▶ _WHAT YOU ARE ASKED TO DO_:
Identify every line in the records below that contains the word "opened", and reproduce each one.
TASK MATERIAL: Begin
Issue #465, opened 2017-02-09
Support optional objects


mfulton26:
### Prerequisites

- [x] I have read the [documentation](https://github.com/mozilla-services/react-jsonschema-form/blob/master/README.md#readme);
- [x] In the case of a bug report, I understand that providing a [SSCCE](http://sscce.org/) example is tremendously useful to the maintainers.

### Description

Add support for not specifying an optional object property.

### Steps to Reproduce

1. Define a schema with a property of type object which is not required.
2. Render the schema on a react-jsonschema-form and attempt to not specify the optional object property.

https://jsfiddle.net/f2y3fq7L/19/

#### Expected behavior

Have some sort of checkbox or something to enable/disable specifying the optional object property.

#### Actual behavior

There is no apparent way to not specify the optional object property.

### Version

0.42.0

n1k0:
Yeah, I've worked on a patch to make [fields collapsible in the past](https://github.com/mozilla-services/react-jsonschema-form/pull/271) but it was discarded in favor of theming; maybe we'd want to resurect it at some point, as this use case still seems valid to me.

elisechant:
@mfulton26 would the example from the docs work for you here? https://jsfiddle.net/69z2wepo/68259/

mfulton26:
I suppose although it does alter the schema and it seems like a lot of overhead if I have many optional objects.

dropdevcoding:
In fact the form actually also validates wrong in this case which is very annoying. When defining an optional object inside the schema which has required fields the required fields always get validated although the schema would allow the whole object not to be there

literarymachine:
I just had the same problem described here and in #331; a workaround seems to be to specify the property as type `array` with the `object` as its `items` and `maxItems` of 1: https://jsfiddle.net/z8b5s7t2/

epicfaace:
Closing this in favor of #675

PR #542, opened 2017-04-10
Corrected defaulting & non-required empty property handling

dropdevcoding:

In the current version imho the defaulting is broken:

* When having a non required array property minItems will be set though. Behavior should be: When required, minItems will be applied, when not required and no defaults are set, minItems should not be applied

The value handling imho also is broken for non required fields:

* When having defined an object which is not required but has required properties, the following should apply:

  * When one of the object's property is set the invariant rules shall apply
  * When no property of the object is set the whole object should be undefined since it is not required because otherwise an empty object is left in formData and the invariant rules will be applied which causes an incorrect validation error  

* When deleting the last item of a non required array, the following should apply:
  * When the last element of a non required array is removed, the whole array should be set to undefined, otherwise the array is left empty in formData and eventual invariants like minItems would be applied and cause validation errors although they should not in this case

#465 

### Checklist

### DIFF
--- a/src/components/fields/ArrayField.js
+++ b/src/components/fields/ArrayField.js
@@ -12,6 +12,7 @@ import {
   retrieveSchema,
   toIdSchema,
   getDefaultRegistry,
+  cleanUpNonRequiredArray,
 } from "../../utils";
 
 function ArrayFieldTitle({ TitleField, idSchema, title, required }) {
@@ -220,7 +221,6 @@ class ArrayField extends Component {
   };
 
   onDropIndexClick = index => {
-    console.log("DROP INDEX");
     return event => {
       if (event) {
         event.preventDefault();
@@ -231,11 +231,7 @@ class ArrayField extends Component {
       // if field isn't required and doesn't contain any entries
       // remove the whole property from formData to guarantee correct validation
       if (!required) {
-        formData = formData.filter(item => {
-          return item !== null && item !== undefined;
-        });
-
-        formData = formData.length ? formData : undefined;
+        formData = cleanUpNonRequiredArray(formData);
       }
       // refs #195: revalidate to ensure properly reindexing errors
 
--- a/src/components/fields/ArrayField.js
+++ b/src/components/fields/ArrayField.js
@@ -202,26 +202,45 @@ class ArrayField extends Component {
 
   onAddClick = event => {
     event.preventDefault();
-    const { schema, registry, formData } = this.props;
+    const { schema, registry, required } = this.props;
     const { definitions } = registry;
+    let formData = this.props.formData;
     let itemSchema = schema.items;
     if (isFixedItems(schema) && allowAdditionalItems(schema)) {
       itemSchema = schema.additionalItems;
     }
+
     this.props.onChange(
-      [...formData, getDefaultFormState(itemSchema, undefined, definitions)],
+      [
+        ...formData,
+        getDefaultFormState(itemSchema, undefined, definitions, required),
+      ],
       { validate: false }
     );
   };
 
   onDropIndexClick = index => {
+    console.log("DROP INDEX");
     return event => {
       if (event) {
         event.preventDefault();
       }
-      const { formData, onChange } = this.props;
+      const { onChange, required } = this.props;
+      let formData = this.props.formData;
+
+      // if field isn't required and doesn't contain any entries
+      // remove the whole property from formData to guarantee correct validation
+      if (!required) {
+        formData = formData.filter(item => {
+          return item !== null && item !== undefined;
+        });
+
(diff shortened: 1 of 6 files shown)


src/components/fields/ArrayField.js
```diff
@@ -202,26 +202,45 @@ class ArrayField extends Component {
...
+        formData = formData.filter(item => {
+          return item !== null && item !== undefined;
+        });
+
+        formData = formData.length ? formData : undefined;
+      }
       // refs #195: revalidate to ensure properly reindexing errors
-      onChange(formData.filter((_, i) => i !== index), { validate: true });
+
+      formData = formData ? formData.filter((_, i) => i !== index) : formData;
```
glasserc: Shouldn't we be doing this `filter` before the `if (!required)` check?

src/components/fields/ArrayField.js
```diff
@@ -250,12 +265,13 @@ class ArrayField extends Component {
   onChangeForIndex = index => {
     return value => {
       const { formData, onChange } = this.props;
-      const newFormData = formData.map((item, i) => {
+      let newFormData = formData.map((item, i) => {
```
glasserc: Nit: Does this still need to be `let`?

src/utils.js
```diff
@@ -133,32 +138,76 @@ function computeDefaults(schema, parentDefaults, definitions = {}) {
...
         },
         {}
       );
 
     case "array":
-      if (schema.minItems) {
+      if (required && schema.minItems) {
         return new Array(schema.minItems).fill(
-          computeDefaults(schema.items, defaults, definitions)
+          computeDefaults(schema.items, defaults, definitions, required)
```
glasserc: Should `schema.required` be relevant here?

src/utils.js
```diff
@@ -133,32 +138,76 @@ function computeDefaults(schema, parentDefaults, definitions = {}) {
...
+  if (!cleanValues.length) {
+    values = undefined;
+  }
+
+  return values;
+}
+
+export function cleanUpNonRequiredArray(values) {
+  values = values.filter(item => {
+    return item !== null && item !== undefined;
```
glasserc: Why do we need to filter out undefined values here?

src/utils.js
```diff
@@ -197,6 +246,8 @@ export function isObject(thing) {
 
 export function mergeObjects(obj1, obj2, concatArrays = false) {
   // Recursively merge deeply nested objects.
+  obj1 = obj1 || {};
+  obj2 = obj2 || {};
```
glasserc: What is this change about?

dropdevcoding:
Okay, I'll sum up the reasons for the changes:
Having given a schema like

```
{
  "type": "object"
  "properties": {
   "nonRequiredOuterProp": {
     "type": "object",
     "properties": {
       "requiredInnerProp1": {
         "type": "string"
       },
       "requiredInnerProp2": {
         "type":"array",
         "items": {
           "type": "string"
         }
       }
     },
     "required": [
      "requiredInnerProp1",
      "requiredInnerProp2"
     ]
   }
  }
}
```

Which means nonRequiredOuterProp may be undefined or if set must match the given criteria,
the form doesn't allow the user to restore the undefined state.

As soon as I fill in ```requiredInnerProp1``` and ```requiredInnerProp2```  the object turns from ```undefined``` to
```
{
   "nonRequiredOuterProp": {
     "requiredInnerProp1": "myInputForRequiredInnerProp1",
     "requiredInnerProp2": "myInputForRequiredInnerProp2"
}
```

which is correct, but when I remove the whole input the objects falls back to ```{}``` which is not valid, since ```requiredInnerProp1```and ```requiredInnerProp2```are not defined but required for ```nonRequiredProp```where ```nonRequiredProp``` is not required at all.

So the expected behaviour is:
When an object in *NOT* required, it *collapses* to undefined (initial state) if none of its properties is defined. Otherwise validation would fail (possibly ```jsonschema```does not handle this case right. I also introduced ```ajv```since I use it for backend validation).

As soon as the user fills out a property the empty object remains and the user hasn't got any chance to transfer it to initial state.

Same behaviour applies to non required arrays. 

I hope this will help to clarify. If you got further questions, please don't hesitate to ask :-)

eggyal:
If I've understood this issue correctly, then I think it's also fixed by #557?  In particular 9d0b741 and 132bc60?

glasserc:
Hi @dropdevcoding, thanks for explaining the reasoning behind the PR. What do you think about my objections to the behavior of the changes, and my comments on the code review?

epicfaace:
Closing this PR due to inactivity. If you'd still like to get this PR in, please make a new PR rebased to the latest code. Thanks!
TASK MATERIAL: End
▶ _ANSWER TO THIS TASK_:
Issue #465, opened 2017-02-09
PR #542, opened 2017-04-10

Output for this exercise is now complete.